TASK GOAL
An exact copy of the listing below is required.

RAW DATA
PR #1315, opened 2017-09-12
Timer thread and 'delay_no_more_information' option for wake up.

h3ctrl:
A more generic version of https://github.com/OpenZWave/open-zwave/pull/1310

EXERCISE RESPONSE
PR #1315, opened 2017-09-12
Timer thread and 'delay_no_more_information' option for wake up.

h3ctrl:
A more generic version of https://github.com/OpenZWave/open-zwave/pull/1310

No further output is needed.